So did he exorcise it, or is he enslaved by it?

That’s for you guys to decide and write about and tell me.

You liked He-Man and Transformers, but the movie also reminded me a lot of the things I watched as a really little kid, stuff like Wee Sing. I don’t know if you remember those videos.

Of course, yeah.

And Brigsby Bear Adventures had a DIY vibe because it was something one man was making. Was that part of the aesthetic you were going for?

I for sure have some Wee Sing tapes and I would not doubt that it probably did. Right before we started shooting, we were constantly throwing references to our cinematographer or our art people, and there was definitely a moment where I was just digitizing VHS tapes, live action kid stuff.

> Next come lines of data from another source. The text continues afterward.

PR #102, opened 2025-02-06
Do less work when the byte limit is exhausted after finding a DHT diff

ThetaSinner:
Follow up for https://github.com/holochain/kitsune2/pull/101


jost-s (approved):
Cool!

PR #103, opened 2025-02-06
docs: Remove complete or no longer relevant TODOs

ThetaSinner:


crates/core/src/factories/core_space.rs
```diff
@@ -308,7 +308,6 @@ impl Space for CoreSpace {
             // update our local map
             self.local_agent_store.add(local_agent.clone()).await?;
 
-            // TODO - inform gossip module of new join
```
ThetaSinner, line 311: Gossip doesn't need to know about newly joined agents. It will need to know about changing storage arcs at some point so receiving updated agent info from other peers is something we'll want to notify gossip about. There's another TODO for that.

But for our local agents, gossip always looks this up fresh when it starts, and I don't think it needs to know more than that. If all the agents leave, gossip just stops and waits to be shut down

neonphog (approved):
cool

PR #106, opened 2025-02-06
chore: Prepare manifests for publishing

ThetaSinner:


neonphog (approved):
woot. This seems so much nicer!

crates/api/Cargo.toml
jost-s, line 1: Fantastic! I didn't know this was possible.

PR #108, opened 2025-02-07
feat(kitsune2_gossip): Clean up bookmark handling

ThetaSinner:


crates/gossip/src/gossip.rs
```diff
@@ -244,7 +244,10 @@ impl K2Gossip {
             .peer_meta_store
             .new_ops_bookmark(target_peer_url.clone())
             .await?
-            .unwrap_or(UNIX_TIMESTAMP);
+            .unwrap_or_else(|| {
```
ThetaSinner, line 247: I was setting a 0 time for this when I was thinking we'd be incrementally syncing on first join but that's not right. We want to just request what's new that the DHT diff won't catch. We also reset this value if it's been a while since we gossiped with a peer so we really don't want to jump back to timestamp 0.

crates/gossip/src/respond.rs
```diff
@@ -155,12 +155,6 @@ impl K2Gossip {
         self.fetch
             .request_ops(decode_ids(accept_response.new_ops), from_peer.clone())
             .await?;
-        self.peer_meta_store
```
ThetaSinner, line 158: This was moved to `update_new_ops_bookmark` but didn't get removed here. Not too serious if the received value is accepted but there is a check in the other function. Certainly no need to do it twice

crates/gossip/src/respond.rs
```diff
@@ -266,6 +260,8 @@ impl K2Gossip {
             .map(|previous_bookmark| previous_bookmark <= updated_bookmark)
             .unwrap_or(true)
         {
+            // TODO Ideally we'd reset this if their arc set changes, to avoid missing ops in new
```
ThetaSinner, line 263: This bit is still relevant, moved to where the bookmark update happens

crates/gossip/src/respond/initiate.rs
```diff
@@ -87,7 +87,10 @@ impl K2Gossip {
             .peer_meta_store
             .new_ops_bookmark(from_peer.clone())
             .await?
-            .unwrap_or(UNIX_TIMESTAMP);
+            .unwrap_or_else(|| {
+                (Timestamp::now() - 2 * UNIT_TIME)
+                    .unwrap_or_else(|_| Timestamp::now())
+            });
```
neonphog, line 93: ditto the code comment here.

neonphog (approved):
Looks good :+1:

crates/gossip/src/gossip.rs
ThetaSinner: Yes, fair. Extracted a common function and an explanation comment

neonphog (approved):

PR #109, opened 2025-02-07
chore: publish crates

ThetaSinner:


Cargo.toml
```diff
@@ -96,7 +96,7 @@ prost-build = "0.13.3"
 # above this section.
 # --- dev-dependencies ---
 kitsune2_bootstrap_srv = { path = "crates/bootstrap_srv" }
-kitsune2_core = { path = "crates/core" }
+kitsune2_core = { version = "0.0.1-alpha", path = "crates/core" }
```
ThetaSinner, line 99: Publish complains if you don't set a version for dependencies, fair enough!

Makefile
```diff
@@ -26,3 +26,13 @@ test:
 
 proto:
 	cd crates/tool_proto_build && cargo run
+
+publish_all:
```
ThetaSinner, line 30: Add basic helper

Cargo.toml
jost-s: Can you use the workspace version here?

jost-s (changes requested):

Cargo.toml
ThetaSinner: I can't find anything in the docs about this and the `workspace.version` syntax is rejected by Cargo

neonphog (dismissed):

Cargo.toml
jost-s: Okay

jost-s:
Actually can you remove the holo keyword from the Cargo.toml? If we really want to decouple this from Holochain, we'd remove it from those keywords too.

ThetaSinner:
Removed Holo and added Kitsune to help group these crates with a keyword. I think as this is still under the Holochain org, leaving that in as a keyword is good for discovery

neonphog (approved):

There’s a couple that we would go back to. There’s this live action Teddy Ruxpin special that was made in the mid ‘80s that we constantly used. I really like this show, as a kid, called Welcome to Pooh Corner, which was on the Disney Channel. It’s like a live action Winnie the Pooh show. It’s not far off from what Brigsby is. It’s like a walk-around, animatronic dude in a Pooh Bear outfit, and the sets are kind of janky.

Oh I remember that one for sure. The backgrounds were clearly painted. There was green screen back then, but they decided, screw it.

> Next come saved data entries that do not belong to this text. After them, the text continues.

PR #113, opened 2025-02-07
chore: Bump versions for publish

ThetaSinner:
Release today's changes for use in Holochain

### DIFF
--- a/Cargo.toml
+++ b/Cargo.toml
@@ -15,7 +15,7 @@ members = [
 resolver = "2"
 
 [workspace.package]
-version = "0.0.1-alpha"
+version = "0.0.1-alpha.1"
 authors = ["Holochain Core Dev Team <devcore@holochain.org>"]
 homepage = "https://github.com/holochain/kitsune2"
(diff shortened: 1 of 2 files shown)


Cargo.toml
```diff
@@ -15,7 +15,7 @@ members = [
 resolver = "2"
 
 [workspace.package]
-version = "0.0.1-alpha"
+version = "0.0.1-alpha.1"
```
neonphog, line 18: Unfortunately, cargo will auto-upgrade these like this. In the repos I manage, I've gone with just bumping the patch version `0.0.2-alpha`. But I'm pretty sure you can also delete the dot if you'd rather: `0.0.1-alpha1`

ThetaSinner: Ahh okay, I forgot about that. Unfortunately these are already published. But with this being the first versions, nothing is released on Holochain with it and no harm done. I'll make sure to bump the patch number next time

neonphog (approved):

jost-s (approved):

PR #115, opened 2025-02-10
docs(kitsune2): add links to module crates

jost-s:
Moving a couple of module level docs to crate level, because they weren't accessible due to the flat API structure. Added some static links to diagrams to the top-level crate.


neonphog:
> Moving a couple of module level docs to crate level, because they weren't accessible due to the flat API structure.

Hmm, I'm not sure I like that. I didn't think of that when I agreed to the flat structure...

Would it work to have an empty doc-only module like:

`agent.rs`
```
/// My top-level agent docs here...
#[cfg(doc)]
pub mod agent_docs {}
```

So the docs could remain in the modules they are related to?

jost-s:
Cool, yeah, I'll try that. I don't like it either and just wanted a quick now to make them available.

neonphog:
Alternately, if the module has a clear main struct associated with it, we could move the docs onto that struct?

zippy (dismissed):

jost-s:
How about this now? I'm quite happy like this, the doc modules are consistent in api and core now.

ThetaSinner:
Or maybe I should rethink the change I made. I'm fine with `pub mod` in the API as long as we then either export through a prelude or require users to import from the module and don't also `pub use` the same thing. It was just that I was trying to deal with

jost-s:
Documenting the private items is confusing, I think. `pub mod` is a good option, but also have a look at a local doc build of this branch.

ThetaSinner:
The docs do look tidy like that, as long as we're happy splitting module docs out into the docs module

jost-s:
I'm fine with returning to pub mods, but we can also decide that later when we come back to the docs.

crates/core/src/lib.rs
```diff
@@ -169,6 +169,9 @@ pub fn default_test_builder() -> Builder {
 
 pub mod factories;
 
+// #[cfg(any(doc, docsrs))]
+pub mod doc;
```
neonphog, line 173: why is the attr commented out?

jost-s: Oops, forgot to put that back in. It was commented so that links would be resolved in the IDE.

neonphog (approved):
woot : )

There was something charming about that, too. You know what I mean? Because even as a child, you can kind of tell, like, “I know you guys can do better than this.”

Exactly. Maybe it was comforting because it felt low-key and close to home, like that place really existed.

I don’t know if this is a total parallel, but I feel like the charm of, say, stop motion animation, you could argue, is that you kind of get to see the process a little bit within it when you’re watching it, and I feel like that’s sort of similar. You know what I mean? You can imagine building and painting that set.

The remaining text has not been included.